Biography
Skinner was born in Susquehanna, Pennsylvania to William and Grace Skinner. His father was a lawyer. He became an atheist after a liberal Christian teacher tried to assuage his fear of the Hell that his grandmother described. His brother Edward, two and a half years his junior, died at age sixteen of a cerebral hemorrhage. He attended Hamilton College in New York with the intention of becoming a writer. While attending, he joined Lambda Chi Alpha Fraternity. He wrote for the school paper, but as an atheist, he was critical of the religious school he attended. He also attended Harvard University after receiving his B.A. in English literature in 1926. After graduation, he spent a year at his parents' home in Scranton attempting to become a writer of fiction. He tried to become a writer in Greenwich Village. He soon became disillusioned with his literary skills and concluded that he had little world experience and no strong personal perspective from which to write. His encounter with John B. Watson's Behaviorism led him into graduate study in psychology and to the development of his own operant behaviorism.
Skinner received a PhD from Harvard in 1931, and remained there as a researcher until 1936. He then taught at the University of Minnesota at Minneapolis and later at Indiana University, where he was chair of the psychology department from 1946–1947, before returning to Harvard as a tenured professor in 1958. He remained at Harvard for the rest of his life. In 1973 Skinner was one of the signers of the Humanist Manifesto II.

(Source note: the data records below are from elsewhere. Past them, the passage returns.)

PR #186, opened 2019-03-20
[MRG] Update pytest

wdevazelhes:
This makes us update to the lastest pytest

### DIFF
--- a/test/test_utils.py
+++ b/test/test_utils.py
@@ -160,7 +160,6 @@ def test_check_input_invalid_type_of_inputs(type_of_inputs):
 #  ---------------- test check_input with 'tuples' type_of_input' ------------
 
 
-@pytest.fixture
 def tuples_prep():
   """Basic array for testing when using a preprocessor"""
   tuples = np.array([[1, 2],
@@ -168,7 +167,6 @@ def tuples_prep():
   return tuples
 
 
-@pytest.fixture
 def tuples_no_prep():
   """Basic array for testing when using no preprocessor"""
   tuples = np.array([[[1., 2.3], [2.3, 5.3]],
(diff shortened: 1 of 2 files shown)


wdevazelhes:
Apparently I used fixtures in a bad way sometimes, which was still supported in old pytest versions but not anymore so I deleted fixtures and replaced them by regular functions when needed

test/test_utils.py
```diff
@@ -410,15 +404,15 @@ def test_check_tuples_behaviour_auto_dtype(tuples_no_prep):
...
   with pytest.warns(None) as record:
-      check_input(tuples_no_prep, type_of_inputs='tuples')  # numeric type
+      check_input(tuples_no_prep(), type_of_inputs='tuples')  # numeric type
   assert len(record) == 0
 
   # not numeric type
-  tuples_no_prep = np.array([[['img1.png'], ['img2.png']],
-                             [['img3.png'], ['img5.png']]])
-  tuples_no_prep = tuples_no_prep.astype(object)
+  tuples_no_prep_bis = np.array([[['img1.png'], ['img2.png']],
```
wdevazelhes: If I let `tuples_no_prep` here, I have an error saying `tuples_no_prep` is referenced before assignment... I didn't understand why ? Since `tuples_no_prep` is a function defined above in the module ?  But changing into `tuples_no_prep_bis` it works
(I tried with a simple example and I still don't understand: for instance this script returns `UnboundLocalError: local variable 'a' referenced before assignment
` when executed: 
```python
def a():
    return 5

def test():
    c = a()
    a = 3

if __name__ == '__main__':
    test()
```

In 1936, Skinner married Yvonne Blue. The couple had two daughters, Julie (m. Vargas) and Deborah (m. Buzan). He died of leukemia on August 18, 1990, and is buried in Mount Auburn Cemetery, Cambridge, Massachusetts.
A controversial figure, Skinner has been depicted in many different ways. He has been called evil, hateful, but also warm and enthusiastic. In fact, his personality seems to have been quite similar to that of other creative scientists—highly conscientious and open to experience, but also somewhat neurotic.